X-linked severe combined immunodeficiency. Diagnosis in males with sporadic severe combined immunodeficiency and clarification of clinical findings

Abstract

Over 80% of infants with severe combined immunodeficiency (SCID) of unknown genetic etiology are males, yet less than a third of these affected males have a family history of X-linked disease. To help identify new mutations of the X-linked SCID gene and to provide genetic counseling, X chromosome inactivation patterns in T cells from 16 women who had sons with sporadic SCID were examined. Between 9 and 35 human/hamster hybrids that selectively retained the active human X chromosome were produced from the T cells of each woman and analyzed with an X-linked restriction fragment length polymorphism for which the woman in question was heterozygous. Exclusive use of a single X as the active X was seen in the T cell hybrids from 7 of the 16 women, identifying these women as carriers of X-linked SCID. Studies on additional family members confirmed the mutant nature of the inactive X and revealed the source of the new mutation in three families.
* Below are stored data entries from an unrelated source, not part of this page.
PR #169, opened 2015-08-24
Allow for the iteration of ListObjects.

mastermatt:
More pythonic `for .. in` loops can now
loop the the contents of the `data` list
and continue on using the cursor-based
pagination model.

```python
for charge in stripe.Charge.all():
    my_func(charge)
```

### DIFF
--- a/stripe/resource.py
+++ b/stripe/resource.py
@@ -316,6 +316,22 @@ class ListObject(StripeObject):
 
         return self.request('get', url, params)
 
+    def __iter__(self):
+        page = self
+        params = dict(self._retrieve_params)  # copy so not to mutate originals
+
+        while True:
+            last_id = None
+            for item in page.data:
+                last_id = item.get('id')
+                yield item
+
+            if not page.has_more or not last_id:
+                return
+
+            params['starting_after'] = last_id
+            page = self.all(**params)
+
 
 class SingletonAPIResource(APIResource):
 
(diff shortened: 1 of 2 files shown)


stripe/resource.py
```diff
@@ -316,6 +316,22 @@ def retrieve(self, id, **params):
...
         return self.request('get', url, params)
 
+    def __iter__(self):
+        page = self
+        params = dict(self._retrieve_params)  # copy so not to mutate originals
+
+        while True:
+            last_id = None
+            for item in page.data:
+                last_id = item.get('id')
```
kyleconroy: We can't assume that all list objects will have an `id`. To be extra safe, we should use `.get('id', None)`

kyleconroy: Whoops, ignore me :)

stripe/test/test_resources.py
```diff
@@ -208,6 +208,60 @@ def test_retrieve(self):
         self.assertResponse(res)
 
 
+class ListObjectTests(StripeApiTestCase):
```
kyleconroy: We'll need to add tests for edge cases. Specifically, we need to cover the case when `has_more` is `True`. We also should test the case when we fetch an additional page and no results are returned.

mastermatt: I didn't bother to go down that road until I received feedback. I wanted to ensure the core devs were ok with the __iter__ recalling the endpoint. It could be reasoned that iterating the list object should only go through the single page.

kyleconroy: Another option would be to add an `iter()` method to list objects, making it clearer that it will return all objects. Thoughts?

kyleconroy:
We may not want to make the pagination on by default. We could do something like this?

```python
stripe.auto_paginate = True

for charge in stripe.Charge.all(limit=3 paginate=True):
    print(charge)
```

To determine whether there were any laboratory characteristics that might differentiate the boys whose mothers were identified as carriers of X-linked SCID from those whose mothers were not, the clinical records of both groups were compared to each other and to a group of 14 boys with a family history of X-linked SCID. The most consistent finding in the 21 patients with X-linked SCID was an elevated proportion of B cells. These data demonstrate the high incidence of spontaneous mutation for the X-linked SCID gene and help clarify the characteristic presenting features of this disorder.